Gabon / Madagascar / Le président Marc Ravalomanana remercie le Doyen Omar Bongo Ondimba

 


 

 

Gabon / Madagascar / Le président Marc Ravalomanana remercie le Doyen Omar Bongo Ondimba

 

LIBREVILLE, Gabon, 21 octobre 2008/African Press Organization (APO)/ — Le président malgache, Marc Ravalomanana a remercié lundi, dans une interview à la presse, son homologue gabonais Omar Bongo Ondimba, d’avoir pesé de tout son poids pour le choix de son pays comme organisateur du 13ème sommet de l’Organisation internationale de la francophonie (OIF) en 2010.

« Je remercie les chefs d’Etats africains, notamment le doyen Omar Bongo Ondimba pour sa médiation », a déclaré M. Ravalomanana visiblement satisfait à la sortie du sommet de Québec.

Aux côtés de ses pairs du Sénégal, Me Abdoulaye Wade et du Burkina Faso, Blaise Compaoré, Omar Bongo Ondimba a vivement contribué à cette désignation qui a suscité un grand suspense. Dans la course, il y avait un challenger de taille : la République démocratique du Congo (RDC).

La RDC était soutenue par le groupe des chefs d’Etats d’Afrique centrale, piloté par Denis Sassou Nguesso du Congo-Brazzaville. Ce dernier avait même proposé à 69 autres présidents participant à ce sommet la co-organisation (RDC-Congo) du sommet 2010 mais en vain.

La décision, peu favorable pour la RDC, a été en partie due à l’absence de son président, Joseph Kabila Kabangué, à Québec. M. Kabila kabangué n’avait pas effectué le déplacement à cause de la crise armée qui sévit à Goma, à l’est de son pays.

Plusieurs résolutions ont été prises au sortir de ces assises, 12ème du genre, notamment la mise en place d’un pacte linguistique. Le renforcement de l’usage du français dans les systèmes éducatifs des pays francophones et dans les institutions internationales. La réduction de 50% des gaz à effets de serre d’ici 2050, par les pays émergeants, est l’un de ces engagements.

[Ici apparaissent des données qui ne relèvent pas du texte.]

PR #634, opened 2016-01-07
Edited CONTRIBUTING.md to reflect final convention.

rubenvereecken:
I changed the tldr page example in `CONTRIBUTING.md`, the starting point for most of our contributors. This way we should have some nicely new-looking pages in no time.

I also took ahold of the opportunity to add examples that demonstrate the naming convention that we've been using, then explained it afterwards. Happy to debate this bit, but I feel we've already done a fair bit of discussing on that. If we do, I'll split this PR and merge in the first bit. It's urgent.


igorshubovych:
LGTM!

ostera:
:+1:

PR #826, opened 2016-03-19
Wrong order of arguments in command

mamigot:
The order of arguments in `scp` was [wrong](http://serverfault.com/a/264598/283749). Thank you, though –this is awesome!


igorshubovych:
Good catch! Thanks!

PR #828, opened 2016-03-19
shorten history -c explanation using suggestion by @waldyrious

matkoniecz:


waldyrious:
LGTM, thanks for doing this. /cc @igorshubovych

igorshubovych:
Thanks!
Both @matkoniecz and @waldyrious!

Issue #823, opened 2016-03-15
Pages for gulp and bower


emileber:
I want to contribute by adding pages for gulp and bower but I'm not sure if it's a good fit since tldr is mostly about UNIX / Linux / OSX / SunOS. I searched the issues (both open and closed) and PRs and have not found any either positive nor negative about gulp or bower.

I want to add pages for those because I found myself trying `tldr bower` with no avail.

igorshubovych:
Do it! Create `common/gulp.md` and start editing.

emileber:
Both commands have been merged. I'm closing this.

PR #831, opened 2016-03-24
Added gulp to common pages.

emileber:
Related to issue #823 that I recently opened.

### DIFF
--- a/pages/common/gulp.md
+++ b/pages/common/gulp.md
@@ -1,0 +1,12 @@
+# gulp
+
+> JavaScript task runner and streaming build system.
+> Tasks are defined within gulpfile.js at the project root.
+
+- Run the default task:
+
+`gulp`
+
+- Run individual tasks:
+
+`gulp {{task}} {{othertask}}`


pages/common/gulp.md
```diff
@@ -0,0 +1,11 @@
+# gulp
+
+> JavaScript task runner and streaming build system.
+
+- Run the default task defined inside gulpfile.js:
+
+`gulp`
+
+- Run specific task:
```
waldyrious: Shouldn't this say "tasks" given the actual example command below?

pages/common/gulp.md
```diff
@@ -0,0 +1,11 @@
+# gulp
+
+> JavaScript task runner and streaming build system.
```
rubenvereecken: It so happens I started using Gulp for the first time yesterday. To slightly touch @waldyrious's comment, I'd say we compromise and have a line here saying that tasks are defined in a Gulpfile. That way we don't really have to explain what tasks are. Whaddayathink @waldyrious?

waldyrious: I was going to suggest mentioning the gulpfile in the description of the second comment, but here works too :)

pages/common/gulp.md
emileber: Yes, it should say "tasks". I feel like explaining what are tasks is out of scope for a tldr page. It's provided in the first example that they are defined in a `gulpfile.js`, the user should seek further information himself by checking the gulpfile or the gulp documentation.

pages/common/gulp.md
emileber: Since gulp is so simple, I wasn't sure it deserved a 2-line description. But I could move the gulpfile mention up into the description.

pages/common/gulp.md
waldyrious: We don't need to write a lot about gulp, just a friendly hint that can save users some time. How about changing the command description to "Run specific tasks from the gulpfile:"?

igorshubovych:
I like it as is. LGTM.

waldyrious:
I'll :+1: this if @emileber makes the change I suggested above :)

emileber:
Yes, i'll do them when I have time, probably tomorrow.

emileber:
Fixed it.

waldyrious:
@emileber the change I was referring to was changing the second example description to "Run specific tasks from the gulpfile:". Instead, it seems that you changed the *first* command description from "Run the default task defined inside gulpfile.js:" to "Run the default task:". Care to explain why you chose to do it that way? That reduces information rather than adding...

pages/common/gulp.md
```diff
@@ -0,0 +1,12 @@
...
+> Tasks are defined within gulpfile.js at the project root.
```
emileber: @waldyrious I moved the gulpfile bit up into the description and shortened the commands description. I made that change according to @rubenvereecken note and you agreeing with him. Is that correct for you?

waldyrious: Weird, I didn't see it there (I looked). I think it works, yes, and is more in the DRY spirit :+1: Thanks!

Les francophones ont, par ailleurs, enjoint la communauté internationale à ne pas profiter de la crise financière pour réduire l’aide publique au développement.

Sur le plan politique, le sommet a appelé au retour à l’ordre constitutionnel en Mauritanie. L’ancien chef d’Etat mauritanien Sidi Ould Cheikh avait été renversé, le 6 août dernier, par une junte militaire dirigée par le général Mohamed Ould Abdel Aziz, nouvel homme fort du pays.

Le chef d’Etat gabonais, dans la posture du médiateur reconnu, a regagné Libreville ce lundi matin.